(Stored data)
[Start of section]

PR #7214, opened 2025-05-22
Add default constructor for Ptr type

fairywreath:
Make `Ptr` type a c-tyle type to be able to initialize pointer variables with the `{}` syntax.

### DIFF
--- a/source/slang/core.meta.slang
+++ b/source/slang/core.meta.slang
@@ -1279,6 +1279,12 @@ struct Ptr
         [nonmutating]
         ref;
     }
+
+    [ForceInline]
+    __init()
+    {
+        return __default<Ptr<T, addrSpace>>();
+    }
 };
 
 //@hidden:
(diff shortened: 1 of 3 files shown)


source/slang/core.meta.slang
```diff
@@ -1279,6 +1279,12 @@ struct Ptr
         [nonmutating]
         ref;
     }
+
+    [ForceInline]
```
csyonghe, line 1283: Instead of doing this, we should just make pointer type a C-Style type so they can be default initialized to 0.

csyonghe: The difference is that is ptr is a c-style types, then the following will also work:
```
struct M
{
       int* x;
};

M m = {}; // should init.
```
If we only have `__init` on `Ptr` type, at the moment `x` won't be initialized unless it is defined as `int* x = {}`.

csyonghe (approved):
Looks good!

[End of section]
[Start of section]

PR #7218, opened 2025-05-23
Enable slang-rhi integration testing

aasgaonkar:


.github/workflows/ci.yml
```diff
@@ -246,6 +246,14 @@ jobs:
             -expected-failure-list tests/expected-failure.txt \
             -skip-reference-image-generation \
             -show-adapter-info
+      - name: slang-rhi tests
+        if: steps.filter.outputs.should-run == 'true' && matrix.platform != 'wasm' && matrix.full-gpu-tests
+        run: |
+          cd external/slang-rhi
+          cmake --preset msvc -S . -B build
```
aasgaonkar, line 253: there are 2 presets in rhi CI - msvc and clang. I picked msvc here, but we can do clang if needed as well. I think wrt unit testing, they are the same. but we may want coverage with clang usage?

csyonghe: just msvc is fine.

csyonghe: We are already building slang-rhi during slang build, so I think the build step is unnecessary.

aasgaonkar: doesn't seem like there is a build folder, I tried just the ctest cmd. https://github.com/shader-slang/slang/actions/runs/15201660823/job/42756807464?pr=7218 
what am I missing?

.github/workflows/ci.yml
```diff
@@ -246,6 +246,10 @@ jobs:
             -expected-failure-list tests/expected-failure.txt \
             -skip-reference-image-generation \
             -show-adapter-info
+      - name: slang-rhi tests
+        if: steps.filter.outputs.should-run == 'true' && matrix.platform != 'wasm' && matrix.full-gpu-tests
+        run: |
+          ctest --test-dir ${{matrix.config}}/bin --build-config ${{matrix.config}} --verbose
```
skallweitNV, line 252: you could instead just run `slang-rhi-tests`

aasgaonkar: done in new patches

[End of section]
[Start of section]

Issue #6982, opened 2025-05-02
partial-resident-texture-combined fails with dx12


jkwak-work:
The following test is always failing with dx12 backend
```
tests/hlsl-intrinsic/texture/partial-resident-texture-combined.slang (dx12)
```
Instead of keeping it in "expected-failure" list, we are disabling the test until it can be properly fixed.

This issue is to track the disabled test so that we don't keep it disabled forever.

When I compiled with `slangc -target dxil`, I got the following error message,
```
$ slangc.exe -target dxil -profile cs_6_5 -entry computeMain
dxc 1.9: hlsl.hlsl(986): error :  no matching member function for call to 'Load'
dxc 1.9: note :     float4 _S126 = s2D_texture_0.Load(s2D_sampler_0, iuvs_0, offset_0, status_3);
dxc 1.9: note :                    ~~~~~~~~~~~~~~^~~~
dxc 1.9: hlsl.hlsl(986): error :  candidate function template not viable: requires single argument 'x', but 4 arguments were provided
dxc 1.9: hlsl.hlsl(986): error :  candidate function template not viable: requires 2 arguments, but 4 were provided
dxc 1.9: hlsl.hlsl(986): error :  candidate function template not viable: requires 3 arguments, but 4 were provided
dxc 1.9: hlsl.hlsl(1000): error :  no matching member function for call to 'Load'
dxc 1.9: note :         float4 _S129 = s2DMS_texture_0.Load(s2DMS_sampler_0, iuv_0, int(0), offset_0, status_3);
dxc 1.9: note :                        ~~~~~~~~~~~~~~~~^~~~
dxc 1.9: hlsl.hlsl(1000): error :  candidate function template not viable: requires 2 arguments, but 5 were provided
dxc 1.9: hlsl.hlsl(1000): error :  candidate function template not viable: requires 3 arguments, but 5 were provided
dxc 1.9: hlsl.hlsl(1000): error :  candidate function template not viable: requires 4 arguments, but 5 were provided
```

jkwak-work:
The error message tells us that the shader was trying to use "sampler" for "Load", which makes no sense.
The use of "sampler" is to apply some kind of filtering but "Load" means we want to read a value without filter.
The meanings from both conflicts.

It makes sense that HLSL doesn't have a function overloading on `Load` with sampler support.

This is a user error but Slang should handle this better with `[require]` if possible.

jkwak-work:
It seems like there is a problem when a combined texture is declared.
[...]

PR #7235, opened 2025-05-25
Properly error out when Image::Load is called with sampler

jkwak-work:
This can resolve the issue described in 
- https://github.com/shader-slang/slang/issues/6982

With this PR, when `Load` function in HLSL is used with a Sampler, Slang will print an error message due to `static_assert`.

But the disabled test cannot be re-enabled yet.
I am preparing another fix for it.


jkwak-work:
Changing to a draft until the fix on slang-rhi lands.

[End of section]

Find the number of lines in the records that contain "combined", and write that number only.

▸ **RESPONSE AREA**: 3